Excerpts from a dataset ▸
PR #1113, opened 2024-12-11
Update to use power cap limits from CapLimits instead of Cap

cjcain:
The power cap limits were previously hosted by Settings, but those are system settings and the limits are not really settings (users can not adjust these).

A new dbus interface will host these power cap limits:
  xyz.openbmc_project.Control.Power.CapLimits

Tested on Rainier:
'''
=> GET /redfish/v1/Chassis/chassis/EnvironmentMetrics ...
    "PowerLimitWatts": {
        "AllowableMax": 2777,
        "AllowableMin": 1286,
        "ControlMode": "Disabled",
        "SetPoint": 2500
    },

==> GET /redfish/v1/Chassis/chassis/PowerSubsystem (no powercap enabled) ...
    "Allocation": {
        "AllocatedWatts": 2777,
        "RequestedWatts": 2777
    },

== Enable 2121W power cap ==

=> GET /redfish/v1/Chassis/chassis/EnvironmentMetrics ...
    "PowerLimitWatts": {
        "AllowableMax": 2777,
        "AllowableMin": 1279,
        "ControlMode": "Automatic",
        "SetPoint": 2121
    },

==> GET /redfish/v1/Chassis/chassis/PowerSubsystem ...
    "Allocation": {
        "AllocatedWatts": 2121,
        "RequestedWatts": 2777
    },
'''
Ran validator and no failures for PowerSubsystem or EnvironmentMetrics

Change-Id: Ib501b3511421fafd4cae28126705400704f07a72

### DIFF
--- a/redfish-core/lib/environment_metrics.hpp
+++ b/redfish-core/lib/environment_metrics.hpp
@@ -308,6 +308,45 @@ inline void
     getPowerLimitWatts(const std::shared_ptr<bmcweb::AsyncResp>& asyncResp)
 {
     sdbusplus::asio::getAllProperties(
+        *crow::connections::systemBus, "org.open_power.OCC.Control",
+        "/xyz/openbmc_project/control/host0/power_cap_limits",
+        "xyz.openbmc_project.Control.Power.CapLimits",
+        [asyncResp](const boost::system::error_code& ec,
+                    const dbus::utility::DBusPropertiesMap& propertiesList) {
+            if (ec)
+            {
+                if (ec.value() != EBADR)
+                {
+                    BMCWEB_LOG_ERROR("DBUS response error: {}", ec.value());
+                    messages::internalError(asyncResp->res);
+                }
+                return;
+            }
+
+            const uint32_t* minCap = nullptr;
+            const uint32_t* maxCap = nullptr;
+            const bool success = sdbusplus::unpackPropertiesNoThrow(
+                dbus_utils::UnpackErrorPrinter(), propertiesList,
+                "MinPowerCapValue", minCap, "MaxPowerCapValue", maxCap);
+            if (!success)
+            {
+                messages::internalError(asyncResp->res);
+                return;
+            }
+
+            if (minCap != nullptr)
+            {
+                asyncResp->res.jsonValue["PowerLimitWatts"]["AllowableMin"] =
+                    *minCap;
+            }
+            if (maxCap != nullptr)
+            {
+                asyncResp->res.jsonValue["PowerLimitWatts"]["AllowableMax"] =
+                    *maxCap;
+            }
+        });
+
+    sdbusplus::asio::getAllProperties(
         *crow::connections::systemBus, "xyz.openbmc_project.Settings",
         "/xyz/openbmc_project/control/host0/power_cap",
         "xyz.openbmc_project.Control.Power.Cap",
@@ -329,13 +368,10 @@ inline void
 
             const uint32_t* powerCap = nullptr;
             const bool* powerCapEnable = nullptr;
-            const uint32_t* minCap = nullptr;
-            const uint32_t* maxCap = nullptr;
 
             const bool success = sdbusplus::unpackPropertiesNoThrow(
                 dbus_utils::UnpackErrorPrinter(), propertiesList, "PowerCap",
-                powerCap, "PowerCapEnable", powerCapEnable, "MinPowerCapValue",
-                minCap, "MaxPowerCapValue", maxCap);
+                powerCap, "PowerCapEnable", powerCapEnable);
 
             if (!success)
             {
@@ -353,18 +389,6 @@ inline void
             {
                 asyncResp->res.jsonValue["PowerLimitWatts"]["ControlMode"] =
                     "Disabled";
-            }
-
-            if (minCap != nullptr)
-            {
-                asyncResp->res.jsonValue["PowerLimitWatts"]["AllowableMin"] =
-                    *minCap;
-            }
-
-            if (maxCap != nullptr)
-            {
-                asyncResp->res.jsonValue["PowerLimitWatts"]["AllowableMax"] =
-                    *maxCap;
             }
         });
 }
--- a/redfish-core/lib/power_subsystem.hpp
+++ b/redfish-core/lib/power_subsystem.hpp
@@ -25,6 +25,26 @@ namespace redfish
 inline void getPowerSubsystemAllocation(
     const std::shared_ptr<bmcweb::AsyncResp>& asyncResp)
 {
+    // Get max from CapLimit
+    sdbusplus::asio::getProperty<uint32_t>(
+        *crow::connections::systemBus, "org.open_power.OCC.Control",
+        "/xyz/openbmc_project/control/host0/power_cap_limits",
+        "xyz.openbmc_project.Control.Power.CapLimits", "MaxPowerCapValue",
+        [asyncResp](const boost::system::error_code& ec, uint32_t maxCap) {
+            if (ec)
+            {
+                if (ec.value() != EBADR)
+                {
+                    BMCWEB_LOG_ERROR("DBUS response error: {}", ec.value());
+                    messages::internalError(asyncResp->res);
+                }
+                return;
+            }
+            asyncResp->res.jsonValue["Allocation"]["AllocatedWatts"] = maxCap;
+            asyncResp->res.jsonValue["Allocation"]["RequestedWatts"] = maxCap;
+        });
+
+    // Get power cap enable status and the cap (if set)
     sdbusplus::asio::getAllProperties(
         *crow::connections::systemBus, "xyz.openbmc_project.Settings",
         "/xyz/openbmc_project/control/host0/power_cap",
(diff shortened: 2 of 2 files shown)


cjcain:
This commit goes with the occ-control change to add CapLimits:
Add CapLimits dbus interface to occ-control app - https://gerrit.openbmc.org/c/openbmc/openpower-occ-control/+/58066
Update persistent power cap data filename - https://gerrit.openbmc.org/c/openbmc/openpower-occ-control/+/76437

redfish-core/lib/power_subsystem.hpp
```diff
@@ -25,6 +25,47 @@ namespace redfish
 inline void getPowerSubsystemAllocation(
     const std::shared_ptr<bmcweb::AsyncResp>& asyncResp)
 {
+    // Get max from CapLimits
+    sdbusplus::asio::getAllProperties(
+        *crow::connections::systemBus, "org.open_power.OCC.Control",
+        "/xyz/openbmc_project/control/host0/power_cap_limits",
+        "xyz.openbmc_project.Control.Power.CapLimits",
+        [asyncResp](const boost::system::error_code& ec,
+                    const dbus::utility::DBusPropertiesMap& propertiesList) {
```
jeaaustx, line 34: Similar to above the long lambda and hard-coded path will likely not be accepted upstream.

But right now this is not yet implemented upstream. There is an abandoned commit that started trying to do this: https://gerrit.openbmc.org/c/openbmc/bmcweb/+/68442

If we revive that commit we will have to restructure this code to merge upstream. I'm okay with addressing both of these if/when that is done.

redfish-core/lib/power_subsystem.hpp
```diff
@@ -25,6 +25,47 @@ namespace redfish
...
+            {
+                if (ec.value() != EBADR)
+                {
+                    BMCWEB_LOG_ERROR("DBUS response error: {}", ec.value());
+                    messages::internalError(asyncResp->res);
+                }
+                return;
+            }
+
+            const uint32_t* minCap = nullptr;
```
jeaaustx, line 45: minCap is not being used here, please remove.

redfish-core/lib/power_subsystem.hpp
```diff
@@ -25,6 +25,47 @@ namespace redfish
...
+            const uint32_t* maxPowerCapValue = nullptr;
+            const bool success = sdbusplus::unpackPropertiesNoThrow(
```
jeaaustx, line 47: nit: Could just get the single MaxPowerCapValue here instead of all properties if no need of minCap

redfish-core/lib/power_subsystem.hpp
```diff
@@ -25,6 +25,47 @@ namespace redfish
...
+                messages::internalError(asyncResp->res);
+                return;
+            }
+
+            // If MaxPowerCapValue valid, store Allocation properties in JSON
+            if ((maxPowerCapValue != nullptr) &&
+                (*maxPowerCapValue < UINT32_MAX))
+            {
+                asyncResp->res.jsonValue["Allocation"]["AllocatedWatts"] =
+                    *maxPowerCapValue;
```
jeaaustx, line 62: If the following getAllProperties() below fails we will be returning these results now where we used to not return them since we only had a single call.

For the "AllocatedWatts" entry this could be an incorrect value if we actually do have PowerCapEnable on. From [Redfish schema](https://redfish.dmtf.org/schemas/v1/PowerSubsystem.v1_1_2.json):
`This property shall represent the total power currently allocated or budgeted to this subsystem.`

Seems like we might need to chain these getProperty calls together and fill in the response in a single function.

redfish-core/lib/power_subsystem.hpp
```diff
@@ -41,35 +82,26 @@ inline void getPowerSubsystemAllocation(
...
                 return;
             }
 
-            // If MaxPowerCapValue valid, store Allocation properties in JSON
-            if ((maxPowerCapValue > 0) && (maxPowerCapValue < UINT32_MAX))
+            if ((powerCap != nullptr) && (powerCapEnable != nullptr))
             {
-                if (powerCapEnable)
+                if ((*powerCapEnable) && (*powerCap > 0) &&
+                    (*powerCap < UINT32_MAX))
```
jeaaustx, line 100: Since this is GET are the powerCap value checks necessary here? Should we just be returning what we got from D-Bus?

Since the variable itself is a uint32 it cannot be larger than UINT32_MAX can it?

Also the [D-Bus interface](https://github.com/openbmc/phosphor-dbus-interfaces/blob/bfcb5d0c39571cd5f0215d22e9f7fee0c23dfd59/yaml/xyz/openbmc_project/Control/Power/Cap.interface.yaml#L5) doesn't say anything about a minimum value.

jeaaustx (commented):
Thank you for updating these downstream paths to use the new interface. I have a couple of comments.

redfish-core/lib/power_subsystem.hpp
```diff
@@ -25,6 +25,47 @@ namespace redfish
...
+                maxPowerCapValue);
+            if (!success)
+            {
+                messages::internalError(asyncResp->res);
+                return;
+            }
+
+            // If MaxPowerCapValue valid, store Allocation properties in JSON
+            if ((maxPowerCapValue != nullptr) &&
+                (*maxPowerCapValue < UINT32_MAX))
```
baemyung, line 59: I think this is better to use numeric_limits like
```
(*maxPowerCapValue < std::numeric_limits<uint32_t>::max()))
```

redfish-core/lib/environment_metrics.hpp
```diff
@@ -307,6 +307,45 @@ inline void
 inline void
     getPowerLimitWatts(const std::shared_ptr<bmcweb::AsyncResp>& asyncResp)
 {
+    sdbusplus::asio::getAllProperties(
+        *crow::connections::systemBus, "org.open_power.OCC.Control",
+        "/xyz/openbmc_project/control/host0/power_cap_limits",
+        "xyz.openbmc_project.Control.Power.CapLimits",
+        [asyncResp](const boost::system::error_code& ec,
+                    const dbus::utility::DBusPropertiesMap& propertiesList) {
```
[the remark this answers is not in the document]
cjcain: Agree. This change was just to get functionality updated for 110.

redfish-core/lib/power_subsystem.hpp
cjcain: done

redfish-core/lib/power_subsystem.hpp
cjcain: I tried to chain them, but was not able to get it working.

redfish-core/lib/power_subsystem.hpp
cjcain: Done

redfish-core/lib/power_subsystem.hpp
cjcain: Good point on the variable checks.  Done.

redfish-core/lib/power_subsystem.hpp
cjcain: Since this is already defined as uint32, check is not really needed. Done.

redfish-core/lib/power_subsystem.hpp
cjcain: Since that is an error case, we would be allocating the full amount which is safer (system will not be consuming more than that). Seems better to overreport power allocation vs not reporting anything. If it triggers customer warning that is probably fine, because there is a problem reading the current power cap / enable status.

jeaaustx: I'm okay with this for downstream. I'm sure for upstream we will have to figure out how to chain these together for it to get merged there.

I'd like @gtmills to weigh in on the partial reporting aspect.

jeaaustx (commented):
I'm okay with this for downstream. There will be changes necessary for upstream to get it merged I think. It does have different semantic behavior on error. But I think the need to get this working downstream with the new interface outweighs that.

cjcain:
FYI, This PR will need to go with the occ-control bump request (commits above)

baemyung:
What is the bmcweb upstream commit?

baemyung (approved):
I also think it seems okay for downstream, esp, to move forward.
Upstream may keep working on.

redfish-core/lib/power_subsystem.hpp
```diff
@@ -41,35 +61,25 @@ inline void getPowerSubsystemAllocation(
...
-                {
-                    asyncResp->res.jsonValue["Allocation"]["AllocatedWatts"] =
-                        powerCap;
-                }
-                else
+                if (*powerCapEnable)
                 {
                     asyncResp->res.jsonValue["Allocation"]["AllocatedWatts"] =
-                        maxPowerCapValue;
+                        *powerCap;
```
jeaaustx, line 81: On further reflection I realize this won't be returning a consistent value for "AllocatedWatts". Both of the places which are filling in the value are asynchronous handlers. So there is no guarantee on the order that the value will be filled in.

Before I was thinking this was just an issue for the error path. But I actually believe it is an issue for the normal path as well. I do think these calls are going to have to be coordinated to assure a consistent value is returned.

redfish-core/lib/power_subsystem.hpp
```diff
@@ -25,6 +25,26 @@ namespace redfish
...
+            if (ec)
+            {
+                if (ec.value() != EBADR)
+                {
+                    BMCWEB_LOG_ERROR("DBUS response error: {}", ec.value());
+                    messages::internalError(asyncResp->res);
+                }
+                return;
+            }
+            asyncResp->res.jsonValue["Allocation"]["AllocatedWatts"] = maxCap;
```
jeaaustx, line 43: On further reflection I realize this won't be returning a consistent value for "AllocatedWatts". Both of the places which are filling in the value are asynchronous handlers. So there is no guarantee on the order that the value will be filled in.

Before I was thinking this was just an issue for the error path. But I actually believe it is an issue for the normal path as well. I do think these calls are going to have to be coordinated to assure a consistent value is returned.

jeaaustx (changes requested):
I've had some reflection on the setting of "AllocatedWatts". I do think this should be addressed downstream.

redfish-core/lib/power_subsystem.hpp
cjcain: Would moving that 2nd async request inside the first resolve this?

PR #1116, opened 2024-12-19
network: fix dhcp values in redfish response

asmithakarun:
Whenever IPv6 SLAAC is enabled and DHCPv4 is enabled, the "DHCPEnabled" value in the backend will be "v4v6stateless". Currently in bmcweb, the check to translate this value to bool for ipv4 is not present and will return false. That means, "DHCPEnabled" is wrongly displayed 'false' while the correct value is 'true'.

Upstream: https://gerrit.openbmc.org/c/openbmc/bmcweb/+/76560

Change-Id: I8713d73727c6a382f06b7bf0d598ab61a757e1e3


raviteja-b (approved):

baemyung (approved):
It looks good to me

PR #1118, opened 2025-01-01
Fix setting gateways

cmjishnu:
There's a number of conditions in setting gateways that don't work properly.  Specifically, one of the issues is setting a gateway on an address that already exists.  It returns a PropertyValueConflict error on Ipv4Addresses/1/Gateway with Ipv4Addresses/1/Gateway

Obviously an address can't conflict with itself, so this is wrong.

To address this, move the gateway setting and selection code into a routine outside of the main loop, after all the gateways are accounted for, and so we can treat them separately.

Tested;
PATCH to an existing ip address works, and no longer returns the error.

Fixes : https://jazz07.rchland.ibm.com:13443/jazz/web/projects/CSSD#action=com.ibm.team.workitem.viewWorkItem&id=635827
Upstream : https://gerrit.openbmc.org/c/openbmc/bmcweb/+/75859
Change-Id: I0339e02fc27164337416637153d0b0f744b64ad8

### DIFF
--- a/meson.build
+++ b/meson.build
@@ -412,6 +412,7 @@ srcfiles_unittest = files(
     'test/redfish-core/include/utils/stl_utils_test.cpp',
     'test/redfish-core/include/utils/time_utils_test.cpp',
     'test/redfish-core/lib/chassis_test.cpp',
+    'test/redfish-core/lib/ethernet_test.cpp',
     'test/redfish-core/lib/log_services_dump_test.cpp',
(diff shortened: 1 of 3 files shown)


baemyung (approved):
Looking at upstream https://gerrit.openbmc.org/c/openbmc/bmcweb/+/75859, this looks good to me

raviteja-b (approved):

PR #1120, opened 2025-01-06
Fix race condition updating AllocatedWatts from CapLimits

cjcain:
The existing code had 2 async calls updating the "AllocatedWatts" parameter. There is no guarantee that the values would be updated in same order everytime.

This change will ensure the 2nd async call happens after the first and the correct value will be returned for AllocatedWatts.

Change-Id: I3cf10e6ecb2ab3719034521f1e9d05dbe1c72936

### DIFF
--- a/redfish-core/lib/power_subsystem.hpp
+++ b/redfish-core/lib/power_subsystem.hpp
@@ -42,45 +42,48 @@ inline void getPowerSubsystemAllocation(
             }
             asyncResp->res.jsonValue["Allocation"]["AllocatedWatts"] = maxCap;
             asyncResp->res.jsonValue["Allocation"]["RequestedWatts"] = maxCap;
-        });
 
-    // Get power cap enable status and the cap (if set)
-    sdbusplus::asio::getAllProperties(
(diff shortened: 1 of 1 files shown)


redfish-core/lib/power_subsystem.hpp
```diff
@@ -42,45 +42,48 @@ inline void getPowerSubsystemAllocation(
...
+                        messages::internalError(asyncResp->res);
+                        return;
+                    }
+
+                    if ((powerCap != nullptr) && (powerCapEnable != nullptr))
+                    {
+                        if (*powerCapEnable)
+                        {
+                            asyncResp->res
+                                .jsonValue["Allocation"]["AllocatedWatts"] =
```
jeaaustx, line 82: For upstream I'm pretty sure the maintainer will want this only updated in a single location. Making note of it here so when I make these changes upstream I address it. No need to change it for downstream.

jeaaustx (approved):
Thank you for addressing the race condition. I've noted a change I'll need to make when I try to get this upstream, but I'm okay with this as-is for downstream.

gtmills (approved):

PR #1111, opened 2024-12-09
Dimm: Look at Pretty Name 

gtmills:
https://github.com/ibm-openbmc/bmcweb/pull/542 (1050/1060) https://github.com/ibm-openbmc/bmcweb/pull/918 (1110) added PrettyName for Processors, Assembly, Chassis, Storage but not Memory. I believe this was due to not needed it for Memory at the time. We want it now so the GUI can use on the inventory page.  (#973) pulled this in for 1060 but was missed for 1110. 
Fixes 667557

No upstream here, https://jsw.ibm.com/browse/PFEBMC-2871 tracks getting prettyname upstream 

Tested: 
```
curl -k https://$bmc/redfish/v1/Systems/system/Memory/dimm0
...
  "Name": "Memory module 0",
```

PR #918, opened 2024-04-20
Rebase Pretty-name

deepakala-k:
Cherry picked and resolved conflicts for the following commit.

[util: Add pretty name for resources](https://github.com/ibm-openbmc/bmcweb/pull/542/commits/39d15319d1ec2a4fa835c32b5e919c826c6b7913)

PR #1125, opened 2025-01-14
Power Supply, Fan: Look at PrettyName

gtmills:
Use getPrettyName like we do for Processors, Assembly, Chassis, Storage, Memory.

https://github.com/ibm-openbmc/bmcweb/pull/542 (1050/1060) https://github.com/ibm-openbmc/bmcweb/pull/918 (1110) added PrettyName for Processors, Assembly, Chassis, Storage but not PowerSupplies/Fan. I believe this was due to not needed at the time. https://github.com/ibm-openbmc/bmcweb/pull/1111 added PrettyName for Dimm. 

Fixes 668395

No upstream here, https://jsw.ibm.com/browse/PFEBMC-2871 tracks getting prettyname upstream

Tested: 
Before 
`"Name": "Power Supply",`
and 
`"Name": "Fan",`

After:
`"Name": "powersupply0",`
and 
`"Name": "fan1",`

### DIFF
--- a/redfish-core/lib/fan.hpp
+++ b/redfish-core/lib/fan.hpp
@@ -10,6 +10,7 @@
 #include "utils/chassis_utils.hpp"
 #include "utils/fan_utils.hpp"
 #include "utils/json_utils.hpp"
+#include "utils/name_utils.hpp"
 
 #include <boost/system/error_code.hpp>
 #include <boost/url/format.hpp>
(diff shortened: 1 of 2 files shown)


jinuthomas (approved):
LGTM

deepakala-k (approved):

redfish-core/lib/fan.hpp
```diff
@@ -349,6 +349,9 @@ inline void
     getFanAsset(asyncResp, fanPath, service);
     getFanLocation(asyncResp, fanPath, service);
     getLocationIndicatorActive(asyncResp, fanPath);
+    const dbus::utility::MapperServiceMap& serviceMatch = {{service, {""}}};
```
jeaaustx, line 352: I see that this will work, but it does with the understanding that getPrettyName() only uses the first element of the first pair.

For upstream it seems like handleFanPath() would need to be altered to pass the object to the callback function. Then the callback function would pull the fanPath for those related functions and pass the object to getPrettyName(). (Could also leave the setting of Name in addFanCommonProperties() if the object is passed on to it.

This is probably more change than we want in 1110?

jeaaustx (approved):
I have one comment on how I think this would have to be done upstream. But looks okay to me for 1110.

PR #1132, opened 2025-01-28
Fix log entry

deepakala-k:
Resolve the issue where LogEntry and Severity key-value pairs are being treated as separate elements instead of being structured under the status/Conditions hierarchy.

### DIFF
--- a/redfish-core/include/utils/error_log_utils.hpp
+++ b/redfish-core/include/utils/error_log_utils.hpp
@@ -5,6 +5,28 @@ namespace redfish
 namespace error_log_utils
 {
 
+static void getHiddenPropertyValue(
+    const std::shared_ptr<bmcweb::AsyncResp>& asyncResp,
+    const std::string& entryId, std::function<void(bool hidden)>&& callback)
+{
+    sdbusplus::asio::getProperty<bool>(
+        *crow::connections::systemBus, "xyz.openbmc_project.Logging",
+        "/xyz/openbmc_project/logging/entry/" + entryId,
+        "org.open_power.Logging.PEL.Entry", "Hidden",
+        [callback = std::move(callback), asyncResp,
+         entryId](const boost::system::error_code& ec, bool hidden) {
+            if (ec)
+            {
+                BMCWEB_LOG_ERROR(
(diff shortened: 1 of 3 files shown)


redfish-core/include/utils/error_log_utils.hpp
```diff
@@ -5,6 +5,26 @@ namespace redfish
...
+    sdbusplus::asio::getProperty<bool>(
+        *crow::connections::systemBus, "xyz.openbmc_project.Logging",
+        "/xyz/openbmc_project/logging/entry/" + entryId,
+        "org.open_power.Logging.PEL.Entry", "Hidden",
+        [callback{std::forward<Callback>(callback)},
+         asyncResp](const boost::system::error_code& ec, bool hidden) {
+            if (ec)
+            {
+                BMCWEB_LOG_ERROR("DBUS response error: {}", ec);
+                messages::internalError(asyncResp->res);
```
baemyung, line 21: Should this be causing an internal error - even if `Hidden` field is not defined?

redfish-core/include/utils/error_log_utils.hpp
```diff
@@ -5,6 +5,26 @@ namespace redfish
 namespace error_log_utils
 {
 
+template <typename Callback>
+void getHiddenPropertyValue(const std::shared_ptr<bmcweb::AsyncResp>& asyncResp,
+                            const std::string& entryId, Callback&& callback)
```
baemyung, line 10: Instead of using `template<>`, I think it is better to use the explicit function proprotype  like
```
void getHiddenPropertyValue(const std::shared_ptr<bmcweb::AsyncResp>& asyncResp,
                            const std::string& entryId,  std::function<void(bool hidden)>&& callback)
```

deepakala-k: addressed this comment

redfish-core/include/utils/error_log_utils.hpp
deepakala-k: I would leave it as is for now. Because that was the original implementation. May be I will discuss and see the implication and address it later

baemyung (approved):
It looks good now to me

dhruvibm (approved):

THE TASK ▸
The answer must consist of every line in the records above that contains the word "openpower".

EXERCISE RESULT ▸
Add CapLimits dbus interface to occ-control app - https://gerrit.openbmc.org/c/openbmc/openpower-occ-control/+/58066
Update persistent power cap data filename - https://gerrit.openbmc.org/c/openbmc/openpower-occ-control/+/76437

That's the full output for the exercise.